ヤンキース田中将大投手(28)とドジャース前田健太投手(28)が、来年3月のワールド・ベースボール・クラシック(WBC)出場に前向きな意向を持っていることが10日、分かった。侍ジャパン小久保裕紀監督(45)の構想に入っていることが確実な2人は、日の丸に対する強い誇りを持っている。チームはこの日、メキシコとの強化試合(東京ドーム)に3-7で敗戦。安定感抜群の2人が加われば、この上ない力になる。
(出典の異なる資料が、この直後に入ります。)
PR #123, opened 2019-02-05
Strict YAML parsing

ash2k:
This allows us to detect more issues with invalid input. Everywhere we parse YAML we should use the `sigs.k8s.io/yaml` package's `UnmarshalStrict()`. This fork will also get bugfixes, unlike the original repo where nothing has been happening for months. Kube devs forked it for a reason.

As you can see we've had quite a bit of cruft in our fixtures. I wonder if we should use this mode for JSON parsing too. Not sure if it will work and if it will catch any issues. Needs testing.


pkg/execution/computionadmission/admission.go
```diff
@@ -219,7 +219,7 @@ func (ac *AdmissionContext) checkPRGBRequired(ar *admission_v1beta1.AdmissionReq
 
 	data := cfgMap.Data[orch_meta.ConfigMapConfigKey]
 	var config orch_meta.ServiceProperties
-	err = yaml.Unmarshal([]byte(data), &config)
+	err = yaml.UnmarshalStrict([]byte(data), &config)
```
nilebox: this maybe unnecessary? what if we add/remove some field in `service-metadata`? this may break a webhook (depending on deployment order)

pkg/formation/controller.go
```diff
@@ -131,7 +131,7 @@ func (c *Controller) processLocationDescriptor(logger *zap.Logger, ld *form_v1.L
 		if !ok {
 			return false, false, nil, errors.Errorf("release config map is missing expected data key: '%s'", releaseConfigMapDataKey)
 		}
-		err = yaml.Unmarshal([]byte(releaseStr), &releaseData)
+		err = yaml.UnmarshalStrict([]byte(releaseStr), &releaseData)
```
nilebox: what if there is a new field introduced on Deployinator side, but the client is not re-generated yet?

nilebox: ah, it's just `map[string]interface{}` rather than a struct, should be fine

pkg/execution/computionadmission/admission.go
ash2k: You are right, I haven't verified each usage place. I'll do that.

mmatusiak-atlassian:
Do we need a test somewhere that reads a deliberately invalid yaml file and asserts on the error message?

ash2k:
@mmatusiak-atlassian I don't think we need to test this. I think we need to test this in CLI and that's probably about it. We accept JSON in all API calls, not YAML. For JSON something else needs to be done separately (probably more webhooks).

cmd/orchestration/app/options.go
```diff
@@ -41,7 +41,7 @@ func readAndValidateOptions(configFile string) (*Options, error) {
 	}
 
 	var opts Options
-	if err := yaml.Unmarshal(doc, &opts); err != nil {
+	if err := yaml.UnmarshalStrict(doc, &opts); err != nil {
```
Burr: Belated question about this change - during our deployment process, do we roll back configmap changes if the deployment fails? If not, wouldn't this change potentially cause problem during failed deployments? Scenario being that we accidentally roll out bad config - at that point, not only will new versions of the app not start, but if any pods get rescheduled, they also won't start. We'd need to consciously roll back to the previous config/configmap if that doesn't happen automatically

 マー君が侍の救世主になる可能性が出てきた。田中は今季、ヤ軍トップの14勝をマーク。防御率3・07と抜群の安定感を誇った。関係者の話を総合すると年間通して先発ローテを守ったが、体調面の状態は非常にいいという。加えて、日の丸を背負ってプレーすることに誇りを持っており、WBC出場に前向きな意向を持っているという。出場が実現すれば、3大会連続のWBCになる。

 侍の力になりたい。強い気持ちは前田も同じだ。この日はメキシコ戦のゲスト解説で東京ドームに来場。選手と和やかに話し込んだ。試合中にWBCについて問われ、「日の丸を背負うのは光栄なこと。出たい気持ちはもちろんあります。前回は悔しい思いをした。最後に負け投手になってしまったのが僕だったので」と力強く話した。

 世界一奪還のために、先発の軸となる2人は、何としても招集したい。メキシコ戦の完敗が教えてくれた。この日先発した武田、2番手の千賀は慣れないWBC球の制御に苦労した。四球、暴投、2死からの本塁打と、犯してはならないミスで失点を重ねた。中南米選手特有の大きなフォロースルーで、外野深くまで運ばれる場面も目立った。猛者との勝負に身を投じ、結果を出している2人は、国際試合の勝ち方を熟知している。

 この日、東京での1次、2次ラウンド日程が発表された。9日間で6試合をこなす強行軍。小久保監督は「先発は中4日では回せない。8人、必要になる」と話した。質の高い先発陣をそろえるべく、2人の招集を構想に入れている可能性が極めて高い。正式にオファーを出した際は、田中が所属するヤ軍、前田が所属のド軍との交渉、承諾が必要となる。日の丸への強い思いが届くか。